WORK TO BE COMPLETED - The data below holds a line containing "PR #1845, opened 2017-10-22" and a line containing "-opengrok-web-nbproject/nbproject/*~"; please quote exactly those two lines and every line between them, and nothing else.
[Opening EXTRACTED INFORMATION section]
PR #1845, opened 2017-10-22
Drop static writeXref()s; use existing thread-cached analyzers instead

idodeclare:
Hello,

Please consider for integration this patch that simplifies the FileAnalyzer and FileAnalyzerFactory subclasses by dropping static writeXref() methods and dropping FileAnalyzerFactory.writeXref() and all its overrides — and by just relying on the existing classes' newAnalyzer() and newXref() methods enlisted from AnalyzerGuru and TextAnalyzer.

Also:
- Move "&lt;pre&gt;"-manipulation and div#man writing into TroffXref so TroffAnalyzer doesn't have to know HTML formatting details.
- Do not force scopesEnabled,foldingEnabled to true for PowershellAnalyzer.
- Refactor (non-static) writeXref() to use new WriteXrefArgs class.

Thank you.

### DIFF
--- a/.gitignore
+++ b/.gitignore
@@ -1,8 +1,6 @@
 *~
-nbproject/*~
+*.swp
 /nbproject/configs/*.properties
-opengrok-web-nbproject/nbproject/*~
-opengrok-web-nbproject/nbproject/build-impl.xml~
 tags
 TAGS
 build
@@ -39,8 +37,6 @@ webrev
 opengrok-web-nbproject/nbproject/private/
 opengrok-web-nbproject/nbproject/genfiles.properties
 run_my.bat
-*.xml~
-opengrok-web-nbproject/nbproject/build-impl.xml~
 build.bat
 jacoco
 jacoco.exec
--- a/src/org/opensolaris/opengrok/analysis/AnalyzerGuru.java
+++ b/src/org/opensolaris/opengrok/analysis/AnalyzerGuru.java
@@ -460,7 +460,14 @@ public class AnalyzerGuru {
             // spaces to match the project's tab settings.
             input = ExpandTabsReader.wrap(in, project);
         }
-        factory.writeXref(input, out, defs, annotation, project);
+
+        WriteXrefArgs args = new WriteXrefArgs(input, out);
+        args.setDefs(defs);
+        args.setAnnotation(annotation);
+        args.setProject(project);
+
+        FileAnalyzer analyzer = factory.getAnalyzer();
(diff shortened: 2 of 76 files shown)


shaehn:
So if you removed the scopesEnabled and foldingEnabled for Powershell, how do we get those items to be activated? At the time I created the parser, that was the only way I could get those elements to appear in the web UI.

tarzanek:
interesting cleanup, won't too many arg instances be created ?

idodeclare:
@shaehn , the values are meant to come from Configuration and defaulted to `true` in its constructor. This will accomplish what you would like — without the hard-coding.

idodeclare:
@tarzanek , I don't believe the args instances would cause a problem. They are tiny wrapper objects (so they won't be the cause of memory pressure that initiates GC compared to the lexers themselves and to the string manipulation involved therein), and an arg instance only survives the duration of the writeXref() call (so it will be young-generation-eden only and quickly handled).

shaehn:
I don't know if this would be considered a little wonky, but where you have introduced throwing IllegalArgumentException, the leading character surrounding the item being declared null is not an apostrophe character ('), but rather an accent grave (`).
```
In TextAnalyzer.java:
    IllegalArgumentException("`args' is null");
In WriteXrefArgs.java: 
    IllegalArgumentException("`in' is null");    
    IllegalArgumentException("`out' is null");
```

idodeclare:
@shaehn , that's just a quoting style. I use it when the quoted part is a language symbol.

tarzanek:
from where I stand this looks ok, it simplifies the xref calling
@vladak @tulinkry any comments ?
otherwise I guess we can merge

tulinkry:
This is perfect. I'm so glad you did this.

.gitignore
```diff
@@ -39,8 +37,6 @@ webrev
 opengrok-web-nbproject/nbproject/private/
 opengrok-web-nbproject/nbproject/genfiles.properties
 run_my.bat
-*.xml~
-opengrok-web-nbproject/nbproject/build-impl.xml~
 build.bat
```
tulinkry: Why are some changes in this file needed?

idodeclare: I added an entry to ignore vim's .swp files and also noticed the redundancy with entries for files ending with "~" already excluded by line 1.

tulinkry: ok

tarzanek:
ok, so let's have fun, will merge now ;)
[Closing EXTRACTED INFORMATION section]
[Opening EXTRACTED INFORMATION section]
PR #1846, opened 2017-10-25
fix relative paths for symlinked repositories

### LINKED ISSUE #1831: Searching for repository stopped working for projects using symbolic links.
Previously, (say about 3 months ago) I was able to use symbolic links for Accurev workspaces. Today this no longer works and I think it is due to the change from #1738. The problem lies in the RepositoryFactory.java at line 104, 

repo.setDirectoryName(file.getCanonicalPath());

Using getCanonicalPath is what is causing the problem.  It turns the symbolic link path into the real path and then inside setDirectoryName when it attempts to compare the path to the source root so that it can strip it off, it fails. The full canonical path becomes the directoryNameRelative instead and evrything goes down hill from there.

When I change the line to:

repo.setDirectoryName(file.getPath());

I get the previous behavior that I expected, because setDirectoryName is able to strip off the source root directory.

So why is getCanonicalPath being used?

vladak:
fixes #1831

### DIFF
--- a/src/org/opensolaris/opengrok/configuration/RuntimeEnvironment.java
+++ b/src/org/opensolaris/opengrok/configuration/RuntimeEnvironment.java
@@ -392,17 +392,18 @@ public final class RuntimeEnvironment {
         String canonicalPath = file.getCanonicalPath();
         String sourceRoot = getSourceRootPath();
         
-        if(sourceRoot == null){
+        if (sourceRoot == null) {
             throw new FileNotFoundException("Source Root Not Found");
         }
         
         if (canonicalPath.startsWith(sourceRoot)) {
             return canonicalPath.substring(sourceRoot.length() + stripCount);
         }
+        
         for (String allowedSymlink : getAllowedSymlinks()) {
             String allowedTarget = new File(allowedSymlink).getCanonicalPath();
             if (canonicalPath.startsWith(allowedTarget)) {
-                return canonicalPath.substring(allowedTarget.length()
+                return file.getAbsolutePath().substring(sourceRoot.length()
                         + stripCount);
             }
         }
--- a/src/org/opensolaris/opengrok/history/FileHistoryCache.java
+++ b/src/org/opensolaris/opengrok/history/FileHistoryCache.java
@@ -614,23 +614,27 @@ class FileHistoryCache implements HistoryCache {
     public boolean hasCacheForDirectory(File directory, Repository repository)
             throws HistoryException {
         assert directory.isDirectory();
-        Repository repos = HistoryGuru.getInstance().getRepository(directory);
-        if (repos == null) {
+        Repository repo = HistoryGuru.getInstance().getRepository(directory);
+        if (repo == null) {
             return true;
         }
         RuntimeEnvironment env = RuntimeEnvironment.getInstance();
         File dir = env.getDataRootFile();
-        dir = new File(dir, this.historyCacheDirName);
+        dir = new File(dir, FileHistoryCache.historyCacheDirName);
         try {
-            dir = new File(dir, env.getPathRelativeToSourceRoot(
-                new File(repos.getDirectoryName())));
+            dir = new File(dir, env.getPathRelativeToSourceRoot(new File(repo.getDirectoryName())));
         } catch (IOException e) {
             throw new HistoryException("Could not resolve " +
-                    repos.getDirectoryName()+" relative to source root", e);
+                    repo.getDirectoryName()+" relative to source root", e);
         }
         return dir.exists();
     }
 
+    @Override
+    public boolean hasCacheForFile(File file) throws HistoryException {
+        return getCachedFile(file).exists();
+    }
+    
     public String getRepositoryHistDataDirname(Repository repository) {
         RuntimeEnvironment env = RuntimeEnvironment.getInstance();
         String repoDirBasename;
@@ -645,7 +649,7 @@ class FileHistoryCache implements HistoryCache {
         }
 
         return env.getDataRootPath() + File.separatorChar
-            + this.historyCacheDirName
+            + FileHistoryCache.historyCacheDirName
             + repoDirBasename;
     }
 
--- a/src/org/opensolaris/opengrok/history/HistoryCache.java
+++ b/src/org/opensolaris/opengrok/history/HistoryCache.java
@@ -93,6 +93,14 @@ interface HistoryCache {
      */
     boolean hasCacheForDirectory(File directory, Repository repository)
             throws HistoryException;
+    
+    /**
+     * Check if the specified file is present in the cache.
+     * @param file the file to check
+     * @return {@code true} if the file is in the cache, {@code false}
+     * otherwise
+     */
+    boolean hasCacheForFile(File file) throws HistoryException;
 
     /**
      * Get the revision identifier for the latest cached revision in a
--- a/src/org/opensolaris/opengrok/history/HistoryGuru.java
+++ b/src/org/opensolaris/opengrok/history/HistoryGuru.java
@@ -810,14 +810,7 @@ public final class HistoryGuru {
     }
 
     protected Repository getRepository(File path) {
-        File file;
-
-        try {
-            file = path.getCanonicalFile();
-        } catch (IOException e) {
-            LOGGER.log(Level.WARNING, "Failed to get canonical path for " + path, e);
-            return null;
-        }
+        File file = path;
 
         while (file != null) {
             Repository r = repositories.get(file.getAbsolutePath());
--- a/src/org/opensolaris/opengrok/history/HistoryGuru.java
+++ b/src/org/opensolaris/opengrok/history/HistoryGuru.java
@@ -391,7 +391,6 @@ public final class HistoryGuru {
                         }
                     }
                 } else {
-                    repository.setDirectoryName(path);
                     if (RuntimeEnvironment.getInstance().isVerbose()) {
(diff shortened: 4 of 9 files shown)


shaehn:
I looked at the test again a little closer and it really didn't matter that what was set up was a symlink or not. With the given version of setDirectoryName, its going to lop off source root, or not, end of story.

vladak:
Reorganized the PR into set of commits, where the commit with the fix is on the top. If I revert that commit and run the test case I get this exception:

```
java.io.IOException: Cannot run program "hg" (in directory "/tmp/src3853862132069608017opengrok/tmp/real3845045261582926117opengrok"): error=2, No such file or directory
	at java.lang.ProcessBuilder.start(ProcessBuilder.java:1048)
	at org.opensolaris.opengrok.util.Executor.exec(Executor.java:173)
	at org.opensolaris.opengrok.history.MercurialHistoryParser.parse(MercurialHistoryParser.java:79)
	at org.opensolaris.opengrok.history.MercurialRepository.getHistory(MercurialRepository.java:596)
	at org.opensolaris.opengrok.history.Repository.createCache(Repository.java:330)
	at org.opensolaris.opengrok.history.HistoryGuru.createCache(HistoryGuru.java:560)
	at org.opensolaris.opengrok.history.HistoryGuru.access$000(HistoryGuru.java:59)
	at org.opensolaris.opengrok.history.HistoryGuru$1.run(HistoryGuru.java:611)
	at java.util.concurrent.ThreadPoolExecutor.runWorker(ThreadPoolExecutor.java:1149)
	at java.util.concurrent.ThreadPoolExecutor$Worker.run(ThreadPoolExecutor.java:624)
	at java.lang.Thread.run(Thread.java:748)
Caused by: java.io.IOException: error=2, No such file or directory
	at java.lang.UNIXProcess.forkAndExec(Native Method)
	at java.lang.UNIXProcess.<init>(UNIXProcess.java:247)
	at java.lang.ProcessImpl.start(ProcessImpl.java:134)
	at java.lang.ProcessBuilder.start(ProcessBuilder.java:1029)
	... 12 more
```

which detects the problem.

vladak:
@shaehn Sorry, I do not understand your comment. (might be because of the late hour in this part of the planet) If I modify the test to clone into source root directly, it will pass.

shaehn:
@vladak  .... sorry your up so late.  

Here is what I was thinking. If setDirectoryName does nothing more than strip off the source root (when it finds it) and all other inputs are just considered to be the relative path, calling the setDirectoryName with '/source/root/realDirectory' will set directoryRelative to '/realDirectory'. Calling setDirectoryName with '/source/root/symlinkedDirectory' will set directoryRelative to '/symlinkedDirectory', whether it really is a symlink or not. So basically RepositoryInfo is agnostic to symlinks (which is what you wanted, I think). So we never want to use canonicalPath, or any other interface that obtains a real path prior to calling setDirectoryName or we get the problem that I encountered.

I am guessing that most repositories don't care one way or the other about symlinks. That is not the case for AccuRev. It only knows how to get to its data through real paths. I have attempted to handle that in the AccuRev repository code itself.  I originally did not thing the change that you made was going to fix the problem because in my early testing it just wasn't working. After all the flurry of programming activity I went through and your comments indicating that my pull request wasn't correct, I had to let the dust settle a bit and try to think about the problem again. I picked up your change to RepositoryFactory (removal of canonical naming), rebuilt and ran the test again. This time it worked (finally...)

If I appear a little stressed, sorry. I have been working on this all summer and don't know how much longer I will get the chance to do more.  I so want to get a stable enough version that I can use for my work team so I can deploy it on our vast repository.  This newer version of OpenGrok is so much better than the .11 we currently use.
[Closing EXTRACTED INFORMATION section]
RESPONSE BELOW -
PR #1845, opened 2017-10-22
Drop static writeXref()s; use existing thread-cached analyzers instead

idodeclare:
Hello,

Please consider for integration this patch that simplifies the FileAnalyzer and FileAnalyzerFactory subclasses by dropping static writeXref() methods and dropping FileAnalyzerFactory.writeXref() and all its overrides — and by just relying on the existing classes' newAnalyzer() and newXref() methods enlisted from AnalyzerGuru and TextAnalyzer.

Also:
- Move "&lt;pre&gt;"-manipulation and div#man writing into TroffXref so TroffAnalyzer doesn't have to know HTML formatting details.
- Do not force scopesEnabled,foldingEnabled to true for PowershellAnalyzer.
- Refactor (non-static) writeXref() to use new WriteXrefArgs class.

Thank you.

### DIFF
--- a/.gitignore
+++ b/.gitignore
@@ -1,8 +1,6 @@
 *~
-nbproject/*~
+*.swp
 /nbproject/configs/*.properties
-opengrok-web-nbproject/nbproject/*~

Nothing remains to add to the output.